** GIVEN RECORDS follows **
PR #137, opened 2016-10-07
fix default home path

jessfraz:


david-mcmahon:
This is actually WAI.  The point is to use a known, common, short path for a workspace for anago.  I purposely do not want to litter users' home directories and minus '/home' also has the added benefit of shrinking what is already a large path prefix.

jessfraz:
gotcha gotcha sorry

Issue #140, opened 2016-10-12
Announce step stuck


saad-ali:
Ran `./anago master`. All steps completed successfully, except ANNOUNCE RELEASE got stuck for a very long time making no progress. Terminated with `ctrl-c`:

```
>>>>>>>> anago::release::gcs::publish_version() finished in 12s

────────────────────────────────────────────────────────────────────────────────
ANNOUNCE RELEASE
────────────────────────────────────────────────────────────────────────────────

Announcing k8s v1.5.0-alpha.1 to saadali...

^C

Signal SIGINT caught!

Traceback (line function script):
1 common::sendmail /usr/local/google/home/saadali/go/src/k8s.io/release/lib/common.sh


Signal ERR caught!

Traceback (line function script):
318 common::trapclean /usr/local/google/home/saadali/go/src/k8s.io/release/lib/common.sh
1 common::sendmail /usr/local/google/home/saadali/go/src/k8s.io/release/lib/common.sh
529 announce ./anago
740 common::runstep /usr/local/google/home/saadali/go/src/k8s.io/release/lib/common.sh
1017 main ./anago

Exiting...

Copying /tmp/anago.log to /usr/local/google/saadali/anago-v1.5.0-alpha.1: OK

anago: DONE main on saadali-dev Wed Oct 12 15:08:30 PDT 2016 in 2h3m8s
```

From `/tmp/anago.log`:
```
────────────────────────────────────────────────────────────────────────────────
anago::common::stepheader(): ANNOUNCE RELEASE
────────────────────────────────────────────────────────────────────────────────

anago::announce(): Announcing k8s v1.5.0-alpha.1 to saadali...


anago::common::trapclean(): Signal SIGINT caught!

anago::common::trapclean(): Traceback (line function script):


anago::common::trapclean(): Signal ERR caught!

anago::common::trapclean(): Traceback (line function script):

anago::common::exit(): Exiting...

anago::common::cleanexit(): Copying /tmp/anago.log to /usr/local/google/saadali/anago-v1.5.0-alpha.1: 
anago::common::cleanexit(): cp -f /tmp/anago.log /usr/local/google/saadali/anago-v1.5.0-alpha.1
```

ixdy:
Did you use the security layer?

david-mcmahon:
@ixdy He did not.  I'm working out how to make that more obvious in the flow.

saad-ali:
[...]

PR #141, opened 2016-10-12
Shore up messaging for the security layer.

david-mcmahon:
cc @zmerlynn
** End of GIVEN RECORDS **
> _WORK ORDER_
Set down exactly the lines that begin with the one containing "Did you use the security layer?" and end with the last line above, and no others.

> _PROBLEM SOLUTION_
Did you use the security layer?

david-mcmahon:
@ixdy He did not.  I'm working out how to make that more obvious in the flow.

saad-ali:
[...]

PR #141, opened 2016-10-12
Shore up messaging for the security layer.

david-mcmahon:
cc @zmerlynn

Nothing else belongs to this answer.